● Goal of the exercise: A single number is the answer here: the count of lines in the data below that include the word "good".

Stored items
———

PR #1525, opened 2021-07-08
Exposing selector metrics for service

### LINKED ISSUE #1473: Add selectors metric to service
Generally, all Kubernetes services have a Selector field. 
The controller for the Service selector continuously scans for Pods that match its selector.

But selectors metric is missing in kube-state-metrics service.
It would be good to have kube_service_selectors metric so that selectors information can be exposed

Example : 

╰─$ kubectl describe svc my-nginx
```
Name:              my-nginx
Namespace:         default
Labels:            app=my-nginx
                   run=my-nginx
Annotations:       <none>
Selector:          run=my-nginx
Type:              ClusterIP
IP:                10.108.77.232
Port:              <unset>  80/TCP
TargetPort:        80/TCP
Endpoints:         10.1.2.63:80
Session Affinity:  None
Events:            <none>
```

harekal7:

Currently, kube-state-metrics does not expose the selectors for services
This PR is adding the kube_service_spec_selectors metric

Fixes #1473


mrueg:
Since selectors can similarly to labels and annotations increase cardinality a lot, we might want to have an allow-list feature for this as well.

lilic:
Agreed with Manuel here, what is your use case for this?

harekal7:
The use case is - in one of our applications, we need to establish a relationship between service and pods. Labels are already there for pods, we just need selectors from the service for this to work.
I can add an allow-list option for selectors similar to labels - if that will help to mitigate the concerns regarding cardinality

PR #1528, opened 2021-07-13
docs: Fix typo

mrueg:
The object is called Certificate Signing Request and not Certificate*s* Signing Request.
 
No change


lilic (commented):
/lgtm

Thanks

PR #1514, opened 2021-06-25
Add `WithAllowLabels` to public `BuilderInterface`

ahmed-mez:
**What this PR does / why we need it**:

fixes: https://github.com/kubernetes/kube-state-metrics/issues/1515

Add the method `WithAllowLabels` to public `BuilderInterface`.

It provides an option to configure `--metric-labels-allowlist` when `kube-state-metrics` is used as a Go dependency of another project.

PR #1540, opened 2021-07-28
Cherry pick for v2.1.1 / Cut Release 

mrueg:
Cut a new release and backport some fixes.

    *: Cut v2.1.1 release
    
    * [CHANGE] Replace multiListWatcher with independent listWatchers per namespace #1499
    * [BUGFIX] Use BuilderInterface instead of internal/store.Builder in metricshandler #1537
    * [BUGFIX] Add WithAllowLabels to public BuilderInterface #1514


CHANGELOG.md
```diff
@@ -1,3 +1,10 @@
+## v2.1.1 / 2021-07-28
+
+* [CHANGE] Replace multiListWatcher with independent listWatchers per namespace #1499
```
lilic, line 3: These are changes not bug fixes from what I can tell, do we still want to include them in v2.1.1? Also the bug fixes seem not related to the 2.1 release, so maybe we need to instead cut 2.2? What do you think?

mrueg: I believe they are internal changes (that fix certain issues), so suitable for a patch release.
I would release v2.2 with kubernetes 1.22 support.

lilic: That sounds good to me, thanks!

lilic (approved):
/lgtm

Thank you!

CHANGELOG.md
dgrisonnet, line 3: I think this should be a bugfix since it fixes the permission issue from #1413. Also, we could reuse the release note that @fpetkovski added to his PR:
> Fixes a bug where KSM did not export any metrics when it had no permissions for resources in at least one namespace

CHANGELOG.md
```diff
@@ -1,3 +1,10 @@
...
+* [CHANGE] go.mod: Update and minimize dependencies #1529
+* [BUGFIX] Use BuilderInterface instead of internal/store.Builder in metricshandler #1537
+* [BUGFIX] Add WithAllowLabels to public BuilderInterface #1514
```
dgrisonnet, line 6: I would consider both of these PRs changes instead of bug fixes since they are actual improvements made to the builder interface to make it easier for users to extend ksm functionalities.

CHANGELOG.md
mrueg: I think for 1.9.x we can do that upon request and if someone volunteers doing the backports (so we are sure that there's a need). 
I believe for 2.0 we don't need to create a new release, 2.1 should work for those users as well.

———

● Answer: 2